PR #163, opened 2017-01-23
Limit parallelism for the SqsSource

### LINKED ISSUE #135: SQS Source has unbounded parallelism
Every time downstream pulls when the buffer is not full, a new async request is spawned using `AmazonSQSAsyncClient`, thus ignoring the `longPollingDuration` or the `maxBufferSize` configuration. This makes it unusable and dangerous.

I understand that throughput of this Source is achieved with parallelism of requests of `AmazonSQSAsyncClient`. This client can be instantiated with a custom thread pool but if the downstream is too fast, this will effectively starve other usages of the same client instance. For example:

```
implicit val sqsClient : AmazonSQSAsyncClient = ???

alpakkaSqsSource(queueName1) ~> } ~> fastFlow ~> deleteSqsMessage
alpakkaSqsSource(queueName2) ~> }
```

The sqsSources will exhaust all the resources of the sqsClient. This can be easily fixed using a different sqsClient, **but IMHO this should be properly advertised on the documentation** because it's clearly not how you'd use this api:

```
alpakkaSqsSource(queueName1)(sqsClient1) ~> } ~> fastFlow ~> deleteSqsMessage(sqsClient3)
alpakkaSqsSource(queueName2)(sqsClient2) ~> }
```

Now, we've avoided starvation BUT if we check our SQS metrics on AWS console we'll find astronomic polling rates (which are billed to your AWS account). This happens because the Source polls whenever its buffer it's not full on every downstream pull, as I previously said.

One would expect that the Source honors the `longPollingDuration` and the `maxBufferSize` configuration in order to control its internal logic and throughput, but it fails under the most trivial scenarios:

## Scenario 1:
Max buffer: 100
Current buffer: 85
Batch size: 10
Downstream pulls: 2

Outcome: 2 requests are performed, when only 1 of the responses would fit in the local buffer

## Scenario 2:
Max buffer: 100
Current buffer: 0
Batch size: 10
Downstream pulls: 2

Outcome: 2 requests are performed, even when the application has no clue about the current messages on the server, making  `longPollingDuration` parameter useless

---

Solution? 
Source may keep local state to track if there are pending async requests and the latest server response.
I think that would be enough, and it'd make the Source behave as expected.

dpfeiffer:
Fixes #135 

The solution to the issue, as proposed by @aserrallerios was to create a custom `AmazonSQSAsyncClient` with a thread pool which is limited to `maxBufferSize / maxBatchSize` threads. To make sure the maxBufferSize is not exceeded, I keep track of the number of current requests and only allow new requests if `maxBatchSize` elements would fit into the buffer for another request.

To further optimize AWS resource usage, as soon as there is a request which returns 0 messages, I assume that the queue is empty and limit the number of concurrent requests to 1. This makes sure that there will be only one request long polling for new messages.

### DIFF
--- a/docs/src/main/paradox/sqs.md
+++ b/docs/src/main/paradox/sqs.md
@@ -35,7 +35,7 @@ Gradle
 
 ## Usage
 
-Sources provided by this connector need a prepared `AmazonSQSAsyncClient` to load messages from a queue.
+Sources and Sinks provided by this connector need a prepared `AmazonSQSAsyncClient` to load messages from a queue.
 
 Scala
 : @@snip (../../../../sqs/src/test/scala/akka/stream/alpakka/sqs/scaladsl/DefaultTestContext.scala) { #init-client }
@@ -78,6 +78,22 @@ Options:
  - `maxBufferSize` - internal buffer size used by the `Source`. Default: 100 messages
  - `waitTimeSeconds` - the duration for which the call waits for a message to arrive in the queue before
     returning (see `WaitTimeSeconds` in AWS docs). Default: 20 seconds
+
+Be aware that the `SqsSource` runs multiple requests to Amazon SQS in parallel. The maximum number of concurrent
+requests is limited by `parallelism = maxBufferSize / maxBatchSize`. E.g.: By default `maxBatchSize` is set to 10 and
+`maxBufferSize` is set to 100 so at the maximum, `SqsSource` will run 10 concurrent requests to Amazon SQS. `AmazonSQSAsyncClient`
+uses a fixed thread pool with 50 threads by default. To tune the thread pool used by
+`AmazonSQSAsyncClient` you can supply a custom `ExecutorService` on client creation.
+
+Scala
+: @@snip (../../../../sqs/src/test/scala/akka/stream/alpakka/sqs/scaladsl/SqsSourceSpec.scala) { #init-custom-client }
+
+Java
+: @@snip (../../../../sqs/src/test/java/akka/stream/alpakka/sqs/javadsl/SqsSourceTest.java) { #init-custom-client }
+
+Please make sure to configure a big enough thread pool to avoid resource starvation. This is especially important
+if you share the client between multiple Sources, Sinks and Flows. For the SQS Sinks and Sources the sum of all
+`parallelism` (Source) and `maxInFlight` (Sink) must be less than or equal to the thread pool size.
 
 ### Stream messages to a SQS queue
 
--- a/sqs/src/main/scala/akka/stream/alpakka/sqs/SqsSourceStage.scala
+++ b/sqs/src/main/scala/akka/stream/alpakka/sqs/SqsSourceStage.scala
@@ -4,28 +4,20 @@
 package akka.stream.alpakka.sqs
 
 import java.util
-import java.util.concurrent.Executors
 
 import akka.stream.stage.{GraphStage, GraphStageLogic, OutHandler}
 import akka.stream.{Attributes, Outlet, SourceShape}
-import com.amazonaws.auth.{AWSCredentials, DefaultAWSCredentialsProviderChain}
 import com.amazonaws.handlers.AsyncHandler
-import com.amazonaws.services.sqs.AmazonSQSAsyncClient
+import com.amazonaws.services.sqs.AmazonSQSAsync
 import com.amazonaws.services.sqs.model.{Message, ReceiveMessageRequest, ReceiveMessageResult}
 
 import scala.collection.JavaConverters._
 
 object SqsSourceSettings {
-  val Defaults = SqsSourceSettings(20, 100, 10, None)
+  val Defaults = SqsSourceSettings(20, 100, 10)
 
-  def create(waitTimeSeconds: Int,
-             maxBufferSize: Int,
-             maxBatchSize: Int,
-             credentials: AWSCredentials): SqsSourceSettings =
-    SqsSourceSettings(waitTimeSeconds, maxBufferSize, maxBatchSize, Some(credentials))
-
-  private def create(waitTimeSeconds: Int, maxBufferSize: Int, maxBatchSize: Int): SqsSourceSettings =
-    SqsSourceSettings(waitTimeSeconds, maxBufferSize, maxBatchSize, None)
+  def create(waitTimeSeconds: Int, maxBufferSize: Int, maxBatchSize: Int): SqsSourceSettings =
+    SqsSourceSettings(waitTimeSeconds, maxBufferSize, maxBatchSize)
 
 }
 
@@ -33,8 +25,7 @@ object SqsSourceSettings {
 final case class SqsSourceSettings(
     waitTimeSeconds: Int,
     maxBufferSize: Int,
-    maxBatchSize: Int,
-    credentials: Option[AWSCredentials]
+    maxBatchSize: Int
 ) {
   require(maxBatchSize <= maxBufferSize, "maxBatchSize must be lower or equal than maxBufferSize")
   // SQS requirements
@@ -45,7 +36,8 @@ final case class SqsSourceSettings(
 }
 //#SqsSourceSettings
 
-final class SqsSourceStage(queueUrl: String, settings: SqsSourceSettings) extends GraphStage[SourceShape[Message]] {
+final class SqsSourceStage(queueUrl: String, settings: SqsSourceSettings)(implicit sqsClient: AmazonSQSAsync)
+    extends GraphStage[SourceShape[Message]] {
 
   val out: Outlet[Message] = Outlet("SqsSource.out")
   override val shape: SourceShape[Message] = SourceShape(out)
@@ -53,12 +45,7 @@ final class SqsSourceStage(queueUrl: String, settings: SqsSourceSettings) extend
   override def createLogic(inheritedAttributes: Attributes): GraphStageLogic =
     new GraphStageLogic(shape) {
 
-      private val credentials =
-        settings.credentials.getOrElse(DefaultAWSCredentialsProviderChain.getInstance().getCredentials)
-
       private val maxConcurrency = settings.maxBufferSize / settings.maxBatchSize
-      private val threadPool = Executors.newFixedThreadPool(maxConcurrency)
-      private val sqsClient = new AmazonSQSAsyncClient(credentials, threadPool)
       private val buffer = new util.ArrayDeque[Message]()
 
       private val successCallback = getAsyncCallback[ReceiveMessageResult](handleSuccess)
@@ -122,8 +109,5 @@ final class SqsSourceStage(queueUrl: String, settings: SqsSourceSettings) extend
             receiveMessages()
           }
       })
-
-      override def postStop(): Unit =
-        sqsClient.shutdown() //shuts down the underlying thread pool as well
     }
 }
--- a/sqs/src/main/scala/akka/stream/alpakka/sqs/SqsSourceStage.scala
+++ b/sqs/src/main/scala/akka/stream/alpakka/sqs/SqsSourceStage.scala
@@ -17,6 +17,16 @@ import scala.collection.JavaConverters._
 
 object SqsSourceSettings {
   val Defaults = SqsSourceSettings(20, 100, 10, None)
+
+  def create(waitTimeSeconds: Int,
+             maxBufferSize: Int,
+             maxBatchSize: Int,
+             credentials: AWSCredentials): SqsSourceSettings =
+    SqsSourceSettings(waitTimeSeconds, maxBufferSize, maxBatchSize, Some(credentials))
+
+  private def create(waitTimeSeconds: Int, maxBufferSize: Int, maxBatchSize: Int): SqsSourceSettings =
+    SqsSourceSettings(waitTimeSeconds, maxBufferSize, maxBatchSize, None)
+
 }
 
 //#SqsSourceSettings
--- a/sqs/src/main/scala/akka/stream/alpakka/sqs/SqsSourceStage.scala
+++ b/sqs/src/main/scala/akka/stream/alpakka/sqs/SqsSourceStage.scala
@@ -36,10 +36,12 @@ final case class SqsSourceSettings(
     maxBatchSize: Int,
     credentials: Option[AWSCredentials]
 ) {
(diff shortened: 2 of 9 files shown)


aserrallerios:
I really like the new constructor :+1:

sqs/src/main/scala/akka/stream/alpakka/sqs/SqsSourceStage.scala
```diff
@@ -4,44 +4,77 @@
...
 
 //#SqsSourceSettings
-final case class SqsSourceSettings(waitTimeSeconds: Int, maxBufferSize: Int, maxBatchSize: Int) {
+final case class SqsSourceSettings(
+    waitTimeSeconds: Int,
+    maxBufferSize: Int,
+    maxBatchSize: Int,
+    credentials: Option[AWSCredentials]
+) {
   require(maxBatchSize <= maxBufferSize)
```
patriknw: include error message string in those checks

sqs/src/main/scala/akka/stream/alpakka/sqs/SqsSourceStage.scala
```diff
@@ -4,44 +4,77 @@
...
   override val shape: SourceShape[Message] = SourceShape(out)
 
   override def createLogic(inheritedAttributes: Attributes): GraphStageLogic =
     new GraphStageLogic(shape) {
 
+      private val credentials =
+        settings.credentials.getOrElse(DefaultAWSCredentialsProviderChain.getInstance().getCredentials)
+
+      private val maxConcurrency = settings.maxBufferSize / settings.maxBatchSize
+      private val threadPool = Executors.newFixedThreadPool(maxConcurrency)
```
patriknw: shutdown the thread pool in `postStop`

sqs/src/main/scala/akka/stream/alpakka/sqs/SqsSourceStage.scala
```diff
@@ -4,44 +4,77 @@
...
   require(maxBatchSize <= maxBufferSize)
   // SQS requirements
   require(waitTimeSeconds >= 0 && waitTimeSeconds <= 20)
   require(maxBatchSize >= 1 && maxBatchSize <= 10)
 }
 //#SqsSourceSettings
 
-final class SqsSourceStage(queueUrl: String, settings: SqsSourceSettings, sqsClient: AmazonSQSAsyncClient)
-    extends GraphStage[SourceShape[Message]] {
+final class SqsSourceStage(queueUrl: String, settings: SqsSourceSettings) extends GraphStage[SourceShape[Message]] {
```
patriknw: no need for sharing the same `sqsClient` between different stages?

sqs/src/main/scala/akka/stream/alpakka/sqs/SqsSourceStage.scala
```diff
@@ -4,44 +4,77 @@
...
 
   override def createLogic(inheritedAttributes: Attributes): GraphStageLogic =
     new GraphStageLogic(shape) {
 
+      private val credentials =
+        settings.credentials.getOrElse(DefaultAWSCredentialsProviderChain.getInstance().getCredentials)
+
+      private val maxConcurrency = settings.maxBufferSize / settings.maxBatchSize
+      private val threadPool = Executors.newFixedThreadPool(maxConcurrency)
+      private val sqsClient = new AmazonSQSAsyncClient(credentials, threadPool)
```
patriknw: do we have to stop the sqsClient?

sqs/src/main/scala/akka/stream/alpakka/sqs/SqsSourceStage.scala
```diff
@@ -61,13 +94,16 @@ final class SqsSourceStage(queueUrl: String, settings: SqsSourceSettings, sqsCli
 
       def handleSuccess(result: ReceiveMessageResult): Unit = {
 
+        currentRequests = currentRequests - 1
+        maxCurrentConcurrency = if (result.getMessages.size() == 0) 1 else maxConcurrency
```
patriknw: `result.isEmpty` or `result.getMessages.isEmpty` ?

sqs/src/main/scala/akka/stream/alpakka/sqs/SqsSourceStage.scala
```diff
@@ -61,13 +94,16 @@ final class SqsSourceStage(queueUrl: String, settings: SqsSourceSettings, sqsCli
...
+
         result.getMessages.asScala.reverse.foreach(buffer.addFirst)
```
patriknw: why isn't the `ArrayDeque` used as a FIFO `Queue`, i.e. using `offer` and `poll`?

sqs/src/test/java/akka/stream/alpakka/sqs/javadsl/SqsSourceTest.java
```diff
@@ -13,6 +14,7 @@
 import org.junit.AfterClass;
 import org.junit.BeforeClass;
 import org.junit.Test;
+import scala.Some;
```
patriknw: not used?

sqs/src/main/scala/akka/stream/alpakka/sqs/SqsSourceStage.scala
dpfeiffer: I'll try to introduce another way to initialize the `SqsSource` with a `AmazonSQSAsync` instead of only creating one explicitly. @aserrallerios came up with the idea to initialize the client within the `SqsSourceStage` so the threadpool can be configured properly. Parallelism is now tied to `maxBufferSize` and `maxBatchSize` so the maximum size for the thread pool can be defined with `maxBufferSize / maxBatchSize`.

sqs/src/main/scala/akka/stream/alpakka/sqs/SqsSourceStage.scala
drewhk: Can we have an Executor from a dispatcher? That would be more flexible, plus it allows sharing the executor when it makes sense.

sqs/src/main/scala/akka/stream/alpakka/sqs/SqsSourceStage.scala
drewhk: hence the postStop at L126?

dpfeiffer: as @drewhk already mentioned the client is being stopped in `postStop`

sqs/src/main/scala/akka/stream/alpakka/sqs/SqsSourceStage.scala
dpfeiffer: The javadoc for `AmazonSQSAsyncClient` says following: 

> Shuts down the client, releasing all managed resources.This includes forcibly terminating all pending asynchronous service calls.

Should I rely on that or shutdown everything manually?

dpfeiffer:
@patriknw @aserrallerios I finally decided to go back to the external `AmazonSQSAsnyc` because it would overcomplicate handling the internal creation of a client. When you take a look at other places where `AmazonX` clients are passed, they chose the same way, even if they (as in my case) had to handle parallelism internally. I think that especially the AWS modules should stick to the same way of handling that (s3 and dynamodb don't use the aws-java-sdk as far as I can see that)

I also don't think that it will hurt too much if the client uses a too big or too small thread pool (in comparison to what the maxConcurrency for the SqsSource is). Maybe we should add information about the internal caclulation (`maxConcurrency = maxBufferSize / maxBatchSize`) to the documentation so users know about it.

sqs/src/test/scala/akka/stream/alpakka/sqs/scaladsl/SqsSourceSpec.scala
```diff
@@ -35,7 +37,7 @@ class SqsSourceSpec extends AsyncWordSpec with ScalaFutures with Matchers with D
       }
 
       //#run
-      SqsSource(queue).take(100).runWith(Sink.seq).map(_ should have size 100)
+      SqsSource(queue, sqsSourceSettings).take(100).runWith(Sink.seq).map(_ should have size 100)
```
viktorklang: The assertion is done within a Future.

aserrallerios:
I'm OK with it, as long as the documentation explicitly states that the provided `AmazonSQSAsnyc` should have higher parallelism than `maxBufferSize / maxBatchSize`. In addition, if the same `AmazonSQSAsnyc` instance is used for several alpakka `Sources` or for handling direct interactions with SQS (for example, delete messages), the parallelism should be higher than the sum of _all_ of them, otherwise some of them may starve.

I think that the easiest would be to add some opinionated usage examples.

docs/src/main/paradox/sqs.md
```diff
@@ -79,6 +79,22 @@ Options:
...
+Scala
+: @@snip (../../../../sqs/src/test/scala/akka/stream/alpakka/sqs/scaladsl/SqsSourceSpec.scala) { #init-custom-client }
+
+Java
+: @@snip (../../../../sqs/src/test/java/akka/stream/alpakka/sqs/javadsl/SqsSourceTest.java) { #init-custom-client }
+
+Please make sure to configure a big enough thread pool to avoid resource starvation. This is especially important
+if you share the client between multiple Sources, Sinks and Flows. For the SQS Sinks and Sources the sum of all
+`parallelism` (Source) and `maxInFlight` (Sink) must be less than or equal to the thread pool size.
+
```
ktoso: the added docs seem to address the discussion in the main issue well 👍

sqs/src/test/java/akka/stream/alpakka/sqs/javadsl/SqsSourceTest.java
```diff
@@ -77,4 +79,29 @@ public void streamFromQueue() throws Exception {
...
+
+        //#init-custom-client
+        final ExecutorService executor = Executors.newFixedThreadPool(10);
+        final AmazonSQSAsyncClient sqsClient = new AmazonSQSAsyncClient(credentials, executor)
+            .withEndpoint("http://localhost:9324");
+        //#init-custom-client
+
+        final String queueUrl = randomQueueUrl();
+
+        final List<String> input = IntStream.range(0, 100).boxed().map(i -> String.format("alpakka-%s", i)).collect(Collectors.toList());
```
ktoso: why the `boxed()`?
========================================
TO DO →
Return each line of the data where the word "about" appears.

OUTPUT BELOW →
Outcome: 2 requests are performed, even when the application has no clue about the current messages on the server, making  `longPollingDuration` parameter useless
I also don't think that it will hurt too much if the client uses a too big or too small thread pool (in comparison to what the maxConcurrency for the SqsSource is). Maybe we should add information about the internal caclulation (`maxConcurrency = maxBufferSize / maxBatchSize`) to the documentation so users know about it.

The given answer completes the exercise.